- [AIM OF THE EXERCISE] Exact repetition of every entry is required.

(Stored data)
-- Opening Marker --
PR #1093, opened 2023-11-17
Add bounds checking for enqueue operations to the validation layer.

aarongreig:
This is accomplished with the various size queries for buffers, images and USM allocations. Since not all adapters have these queries implemented the bounds checking isn't entirely comprehensive on all platforms just yet.

Aims to address issues discussed in #926

### DIFF
--- a/scripts/templates/helper.py
+++ b/scripts/templates/helper.py
@@ -356,6 +356,7 @@ class param_traits:
     RE_RELEASE  = r".*\[release\].*"
     RE_TYPENAME = r".*\[typename\((.+),\s(.+)\)\].*"
     RE_TAGGED   = r".*\[tagged_by\((.+)\)].*"
+    RE_BOUNDS   = r".*\[bounds\((.+),\s*(.+)\)].*"
 
     @classmethod
     def is_mbz(cls, item):
@@ -412,6 +413,13 @@ class param_traits:
             return True if re.match(cls.RE_TAGGED, item['desc']) else False
         except:
             return False
+
+    @classmethod
+    def is_bounds(cls, item):
+        try:
+            return True if re.match(cls.RE_BOUNDS, item['desc']) else False
+        except:
+            return False
     
     @classmethod
     def tagged_member(cls, item):
@@ -452,6 +460,22 @@ class param_traits:
     @classmethod
     def typename_size(cls, item):
         match = re.match(cls.RE_TYPENAME, item['desc'])
+        if match:
+            return match.group(2)
+        else:
+            return None
+
+    @classmethod
+    def bounds_offset(cls, item):
+        match = re.match(cls.RE_BOUNDS, item['desc'])
+        if match:
+            return match.group(1)
+        else:
+            return None
+
+    @classmethod
+    def bounds_size(cls, item):
+        match = re.match(cls.RE_BOUNDS, item['desc'])
         if match:
             return match.group(2)
         else:
@@ -1041,7 +1065,35 @@ def make_pfncb_param_type(namespace, tags, obj):
 
 """
 Public:
-    returns a dict of auto-generated c++ parameter validation checks
+    returns an appropriate bounds helper function call for an entry point
+    parameter with the [bounds] tag
+"""
+def get_bounds_check(param, bounds_error):
+    # Images need their own helper, since function signature wise they would be
+    # identical to buffer rect
+    bounds_function = 'boundsImage' if 'image' in param['name'].lower() else 'bounds'
+    bounds_check = "auto {0} = {1}({2}, {3}, {4})".format(
+        bounds_error,
+        bounds_function,
+        param["name"],
+        param_traits.bounds_offset(param),
+        param_traits.bounds_size(param),
+    )
+    bounds_check += '; {0} != UR_RESULT_SUCCESS'.format(bounds_error)
+
+    # USM bounds checks need the queue handle parameter to be able to use the
+    # GetMemAllocInfo entry point
+    if type_traits.is_pointer(param['type']):
+        # If no `hQueue` parameter exists that should have been caught at spec
+        # generation.
+        return re.sub(r'bounds\(', 'bounds(hQueue, ', bounds_check)
+
+    return bounds_check
+
+"""
+Public:
+    returns a dict of auto-generated c++ parameter validation checks for the
+    given function (specified by `obj`)
 """
 def make_param_checks(namespace, tags, obj, cpp=False, meta=None):
     checks = {}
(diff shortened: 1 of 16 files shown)


aarongreig:
@pbalcer I'd be interested if you had any feedback about this approach. The implementation does work but it isn't very elegant. I especially hate this https://github.com/oneapi-src/unified-runtime/pull/1093/files#diff-6ccceeaee484ce2a4014958578efbcd7732574d1bf5002a94ed76d992d5367adR1309 but I'm struggling to come up with a better alternative.

aarongreig:
The other major issue with this is signposting it so that if anyone ever adds a new enqueue operation that could utilize bounds checking it's obvious that they should come and update this mechanism to account for it.

aarongreig:
> pbalcer I'd be interested if you had any feedback about this approach. The implementation does work but it isn't very elegant. I especially hate this https://github.com/oneapi-src/unified-runtime/pull/1093/files#diff-6ccceeaee484ce2a4014958578efbcd7732574d1bf5002a94ed76d992d5367adR1309 but I'm struggling to come up with a better alternative.


What's there now is marginally nicer but I'm still not thrilled about it.

pbalcer:
Maybe move the list of checks to the spec? So for memcpy, it could look like this:
```
type: function
desc: "Enqueue a command to copy USM memory" 
...
    - type: void*
      name: pDst
      desc: "[in][bounds_check(size)] pointer to the destination USM memory object"
    - type: "const void*"
      name: pSrc
      desc: "[in][bounds_check(size)] pointer to the source USM memory object"
    - type: size_t
      name: size
      desc: "[in] size in bytes to be copied"
...
```

Based on that, you can figure out in the validation layer that this is a pointer (so needs to use usm bounds check), and iterate over the rest of arguments to retrieve the context/queue or whatever other object might be needed.

Alternatively, it might also make sense to align to how the rest of the validation layer is defined and put this information in the returns section:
-- Closing Marker --
- [FINAL ANSWER]
PR #1093, opened 2023-11-17
Add bounds checking for enqueue operations to the validation layer.

aarongreig:
This is accomplished with the various size queries for buffers, images and USM allocations. Since not all adapters have these queries implemented the bounds checking isn't entirely comprehensive on all platforms just yet.

Aims to address issues discussed in #926

### DIFF
--- a/scripts/templates/helper.py
+++ b/scripts/templates/helper.py
@@ -356,6 +356,7 @@ class param_traits:
     RE_RELEASE  = r".*\[release\].*"
     RE_TYPENAME = r".*\[typename\((.+),\s(.+)\)\].*"
     RE_TAGGED   = r".*\[tagged_by\((.+)\)].*"
+    RE_BOUNDS   = r".*\[bounds\((.+),\s*(.+)\)].*"
 
     @classmethod
     def is_mbz(cls, item):
@@ -412,6 +413,13 @@ class param_traits:
             return True if re.match(cls.RE_TAGGED, item['desc']) else False
         except:
             return False
+
+    @classmethod
+    def is_bounds(cls, item):
+        try:
+            return True if re.match(cls.RE_BOUNDS, item['desc']) else False
+        except:
+            return False
     
     @classmethod
     def tagged_member(cls, item):
@@ -452,6 +460,22 @@ class param_traits:
     @classmethod
     def typename_size(cls, item):
         match = re.match(cls.RE_TYPENAME, item['desc'])
+        if match:
+            return match.group(2)
+        else:
+            return None
+
+    @classmethod
+    def bounds_offset(cls, item):
+        match = re.match(cls.RE_BOUNDS, item['desc'])
+        if match:
+            return match.group(1)
+        else:
+            return None
+
+    @classmethod
+    def bounds_size(cls, item):
+        match = re.match(cls.RE_BOUNDS, item['desc'])
         if match:
             return match.group(2)
         else:
@@ -1041,7 +1065,35 @@ def make_pfncb_param_type(namespace, tags, obj):
 
 """
 Public:
-    returns a dict of auto-generated c++ parameter validation checks
+    returns an appropriate bounds helper function call for an entry point
+    parameter with the [bounds] tag
+"""
+def get_bounds_check(param, bounds_error):
+    # Images need their own helper, since function signature wise they would be
+    # identical to buffer rect
+    bounds_function = 'boundsImage' if 'image' in param['name'].lower() else 'bounds'
+    bounds_check = "auto {0} = {1}({2}, {3}, {4})".format(
+        bounds_error,
+        bounds_function,
+        param["name"],
+        param_traits.bounds_offset(param),
+        param_traits.bounds_size(param),
+    )
+    bounds_check += '; {0} != UR_RESULT_SUCCESS'.format(bounds_error)
+
+    # USM bounds checks need the queue handle parameter to be able to use the
+    # GetMemAllocInfo entry point
+    if type_traits.is_pointer(param['type']):
+        # If no `hQueue` parameter exists that should have been caught at spec
+        # generation.
+        return re.sub(r'bounds\(', 'bounds(hQueue, ', bounds_check)
+
+    return bounds_check
+
+"""
+Public:
+    returns a dict of auto-generated c++ parameter validation checks for the
+    given function (specified by `obj`)
 """
 def make_param_checks(namespace, tags, obj, cpp=False, meta=None):
     checks = {}
(diff shortened: 1 of 16 files shown)


aarongreig:
@pbalcer I'd be interested if you had any feedback about this approach. The implementation does work but it isn't very elegant. I especially hate this https://github.com/oneapi-src/unified-runtime/pull/1093/files#diff-6ccceeaee484ce2a4014958578efbcd7732574d1bf5002a94ed76d992d5367adR1309 but I'm struggling to come up with a better alternative.

aarongreig:
The other major issue with this is signposting it so that if anyone ever adds a new enqueue operation that could utilize bounds checking it's obvious that they should come and update this mechanism to account for it.

aarongreig:
> pbalcer I'd be interested if you had any feedback about this approach. The implementation does work but it isn't very elegant. I especially hate this https://github.com/oneapi-src/unified-runtime/pull/1093/files#diff-6ccceeaee484ce2a4014958578efbcd7732574d1bf5002a94ed76d992d5367adR1309 but I'm struggling to come up with a better alternative.


What's there now is marginally nicer but I'm still not thrilled about it.

pbalcer:
Maybe move the list of checks to the spec? So for memcpy, it could look like this:
```
type: function
desc: "Enqueue a command to copy USM memory" 
...
    - type: void*
      name: pDst
      desc: "[in][bounds_check(size)] pointer to the destination USM memory object"
    - type: "const void*"
      name: pSrc
      desc: "[in][bounds_check(size)] pointer to the source USM memory object"
    - type: size_t
      name: size
      desc: "[in] size in bytes to be copied"
...
```

Based on that, you can figure out in the validation layer that this is a pointer (so needs to use usm bounds check), and iterate over the rest of arguments to retrieve the context/queue or whatever other object might be needed.

Alternatively, it might also make sense to align to how the rest of the validation layer is defined and put this information in the returns section:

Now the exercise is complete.